Right to data portability

The right to data portability allows individuals to obtain and reuse their personal data for their own purposes across different services. The risk of lock-in is still the norm rather than the exception when it comes to online platforms. Many companies strive for a competitive edge by exclusively collecting and processing data and keep their systems closed. The main goal of this regulation is to give data subjects more control over their personal data and to increase user choice of online services.

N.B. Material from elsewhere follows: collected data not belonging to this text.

PR #1526, opened 2020-05-01
[#1498] Implement Camera Bounds Strategy

### LINKED ISSUE #1498: Allow for camera constraints
### Context
Right now, a camera can move anywhere and everywhere. In the context of showing a map, this will mean that when bound to an Actor, the camera moves beyond the limits of the map and shows sudden emptiness.

### Proposal
I propose to add an extra constraints property to the CameraStrategy class, that, when set, will stop the camera once it goes beyond the defined constraints.

Example:
```ts
this.cameraStrategy.constraints = new Vector(mapWidth, mapHeight);
```
CameraStrategy.action() is then expected to follow the constraints and return the appropriate value.

DaVince:

Closes #1498

## Changes:

- Adds a new camera strategy named LimitCameraBoundsStrategy.
- Adds the strategy to the StrategyContainer.


DaVince:
I'd like some feedback on this before I add tests.

Also, is that failed PR Labeler check going to be an issue? It only exists because I forgot to sync my fork before working on this...

DaVince:
An example implementation is available at https://github.com/DaVince/excalibur-tiled-examples/blob/master/src/index.ts#L24

src/engine/Camera.ts
```diff
@@ -170,6 +178,35 @@ export class RadiusAroundActorStrategy implements CameraStrategy<Actor> {
   };
 }
 
+/**
+ *  Prevent a camera from going beyond the given camera dimensions.
+ */
+export class LimitCameraBoundsStrategy implements CameraStrategy<BoundingBox> {
```
eonarheim, line 184: @DaVince this is great, exactly what I was thinking for implementation

DaVince: Cool, I'll start writing some tests then!

DaVince:
Added tests, changelog, more documentation.

I'd like to note that this strategy does not transform any of the other strategies or camera actions. So say you try to `move()` the camera beyond the boundaries with an easing function, the strategy won't change the `move()` target to your bounding box limits. This can cause a jarring effect (sudden stop) but I figure that it's better dealt with within a game dev's own code. Maybe I can implement it later as an optional feature.

DaVince:
I need to add some more tests to this that checks if it handles non-zero x and y start positions properly.

DaVince:
Squashed a bug relating to my previous post.

I also observed crazy jittery behavior when the bounding box is smaller than the screen size. The only way I can fix that is by growing the bounding box on initialization. Is there any way to do that without passing an instance of `Engine` to the constructor? I don't want to run this logic on every `action()`.

DaVince:
If that last thing is a non-issue, this PR is good to go. :)

eonarheim:
> Squashed a bug relating to my previous post.
> 
> I also observed crazy jittery behavior when the bounding box is smaller than the screen size. The only way I can fix that is by growing the bounding box on initialization. Is there any way to do that without passing an instance of `Engine` to the constructor? I don't want to run this logic on every `action()`. (Or maybe I _should,_ considering a dev might change the size of the target bounding box?)

I think it's a non-issue, we could possibly log a warning about the bound box size and/or some documentation in the strategy about the expected bounds.

DaVince:
I've added documentation and a warning.

The warning is implemented a little clumsily inside of the `action` method since I don't have access to Engine properties in the constructor.

eonarheim:
@DaVince thanks again for your contributions!

PR #1531, opened 2020-05-03
[#1512] WIP Add basic KeyboardScope

### LINKED ISSUE #1512: Proposal: Add KeyboardScope option
### Context

There are some issues using Excalibur in cross-origin iframes, see #1294 and #1510 

What happens is that event listeners cannot listen on the top frame. In order to provide a fallback, we specific `window` as the target to listen to key events _but that doesn't work either_ (according to our code, it never did).

There are some approaches we can try that will enable keyboard events when embedding cross-origin, which is by targeting the canvas or an element surrounding the canvas.

### Proposal

**Option 1: Try to use tabindex and focus**

According to [this SO answer](https://stackoverflow.com/questions/56771/how-do-you-set-focus-to-the-html5-canvas-element/57332#57332) it should be possible to attach listeners if the canvas has `tabindex="1"` and is in focus. I couldn't get this to work, though, but I didn't have time to explore it much.

**Option 2: Use a wrapping element**

The other way is by targeting an element that wraps the canvas. A `<div>` or a `<span>` may work (I like the inline element since it should wrap to the bounds of the canvas better).

This **does work** and I got it to work by adding a new option to allow passing in the element ID or element to target keyboard events on. In Storybook, this is `document.getElementById('root')`.

However, I thought it may be better to implement the same idea we have for `PointerScope` and do a `KeyboardScope` and _automatically generate the wrapping capture element_

This presents some issues though, when  the canvas is detached from the DOM. It can't be re-parented to be under the capture element.

Ideally, this keyboard initialization logic would run when the game boots up in the DOM for the first time and I got close but not quite in my spike of doing this.

```
export enum KeyboardScope {
  Document,
  Canvas
}
```

eonarheim:

==================

Partial fix #1512

## Changes:

- Add KeyboardScope option to Engine similar to PointerScope

### DIFF
--- a/src/engine/Engine.ts
+++ b/src/engine/Engine.ts
@@ -134,6 +134,12 @@ export interface EngineOptions {
   pointerScope?: Input.PointerScope;
 
   /**
+   * Configures the pointer scope. Pointers scoped to the 'Canvas' can only fire events within the canvas viewport; whereas, 'Document'
+   * (default) scoped will fire anywhere on the page.
+   */
+  keyboardScope?: Input.KeyboardScope;
+
+  /**
    * Suppress boot up console message, which contains the "powered by Excalibur message"
    */
   suppressConsoleBootMessage?: boolean;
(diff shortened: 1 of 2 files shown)


eonarheim:
Close for now, does not work as intended

PR #1550, opened 2020-05-16
fix: [#1549] Remove unecessary sprite effect for opacity

### LINKED ISSUE #1549: Opacity sprite effect is unnecessary and causes perf degradation
### Steps to Reproduce
When adding a new drawing to excalibur it currently triggers sprite effect calculations on opacity (whether or not it needs it). Additionally there is no need to use sprite effects for opacity anymore.

image

eonarheim:

==================

Closes #1549

## Changes:

- Remove opacity sprite effect from actor
- Only process effects if necessary


eonarheim:
@kamranayub Definitely, just haven't had time yet 👍

src/engine/Drawing/Animation.ts
```diff
@@ -277,24 +280,35 @@ export class AnimationImpl implements Drawable {
...
+      this._drawWithOptions({ ctx: ctxOrOptions, x, y });
     } else {
       this._drawWithOptions(ctxOrOptions);
     }
   }
 
   private _drawWithOptions(options: DrawOptions) {
+    const animOptions = {
+      ...options,
+      rotation: nullish(options.rotation, this.rotation),
```
kamranayub, line 292: Does nullish account for 0 number or empty strings, since those aren't nullish? Sorry, I can't see the impl easily on my phone

kamranayub:
Okay I looked at the impl, question though: with TS 3.9 can we just use null coalescing? It would let us do the same right?

eonarheim:
> Okay I looked at the impl, question though: with TS 3.9 can we just use null coalescing? It would let us do the same right?

You are correct, I think `nullish()` was added to excalibur before `??` was at the final stage. Definitely will change it before merging

eonarheim:
@kamranayub Updated :+1:

PR #1556, opened 2020-05-21
fix: [#1555] Pointer events should only work on actors in scene

### LINKED ISSUE #1555: Actors not in Scene still receive pointer events
This bug was found and fixed in Ludum 46

### Steps to Reproduce
* Create an actor in a scene and attach a pointer event to it.
* Remove it from the scene with `kill()`
* Click in the same area where the actor was and the pointer event still fires

### Expected Result
Pointer events should only fire on actors in scene

### Actual Result
Pointer events fire on all actors 

### Environment
- browsers and versions: N/A
- operating system: N/A
- Excalibur versions: master

### Current Workaround
Double check in the handler that the event should be processed

eonarheim:

==================

Closes #1555

## Changes:

- Checks if actors are alive before dispatching events
- Renamed method to be clearer
- Adds a test


src/engine/Input/Pointer.ts
```diff
@@ -223,8 +223,8 @@ export class Pointer extends Class {
    * Checks if Pointer has a specific Actor in ActorsUnderPointer list.
    * @param actor An Actor for check;
    */
-  public isActorUnderPointer(actor: Actor): boolean {
-    return this._actorsUnderPointer.hasOwnProperty(actor.id.toString());
+  public isActorAliveUnderPointer(actor: Actor): boolean {
+    return !!(!actor.isKilled() && actor.scene && this._actorsUnderPointer.hasOwnProperty(actor.id.toString()));
```
kamranayub, line 227: It'll be good to go through the codebase and replace these dicts with Sets and Maps now they we have more efficient structures.

src/spec/PointerInputSpec.ts
```diff
@@ -129,4 +129,9 @@ describe('A pointer', () => {
 
     expect(engine.input.pointers.primary.checkActorUnderPointer(actor)).toBe(true);
   });
+  it('should only add actors under pointer that are in scene', () => {
```
kamranayub, line 132: :thumbsup:

src/engine/Input/Pointer.ts
eonarheim: Do Sets and Maps downlevel well in TypeScript?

  • The right to data portability only applies to personal data. This means that it does not apply to genuinely anonymous data. However, pseudonymous data that can be clearly linked back to an individual (where that individual provides the respective identifier) is within scope of the right.

  • Sometimes the personal data an individual has provided is easy to identify. In other cases less so. It includes personal data resulting from observation of an individual’s activities (like where using a device or service), history of website usage or search activities, traffic and location data, or ‘raw’ data processed by connected objects such as smart meters and wearable devices.

  • It does not include any additional data created based on the data an individual has provided. For example, if the data provided was used to create a user profile then this data would not be in scope of data portability.

  • If the requested information includes information about others (third party data) a controller needs to consider whether transmitting that data would adversely affect the rights and freedoms of such third parties.

  • Individuals have the right to ask a controller to transmit their personal data directly to another controller, without the controller putting into place legal, technical or financial obstacles which slow down or prevent the transmission of the personal data. And there may be legitimate reasons why the transmission can not be done such as that it would adversely affect the rights and freedoms of others.

  • It is recommended to provide personal data using open formats such as CSV, XML and JSON.

Right to object

Natural persons are permitted to opt-out of having their data processed. If data processors do not have a legitimate and compelling reason to process and individual’s data, users can object for any number of reasons. Search engines rarely have a legitimate and compelling reason to process individual’s data. Delivering positive user experiences does not need to come at the expense of privacy.

  • Individuals have an absolute right to object to the processing of their personal data if it is for direct marketing purposes.

  • The right to object is not absolute when the processing is for a task carried out in the public interest, the exercise of official authority or legitimate interests (or those of a third party). When processing data for scientific or historical research, or statistical purposes, the right to object is also more limited.


Ingest all structured and unstructured information from the entire corpus and search it all for Personally identifiable information (PII) using NLP techniques and tools. The presence of PII cannot be determined by a single approach, but rather by the combined effort of multiple approaches, using contexts, tags, character patterns, dictionaries, B-tree indexes, n-grams and regular expressions, oh, and training spell checkers on specific contexts. Use structured and unstructured signals with machine learning to match person records from across the multiple sources. De-anonymise, re-identify, for the purpose of being able to remove/suppress/transmit the associated data!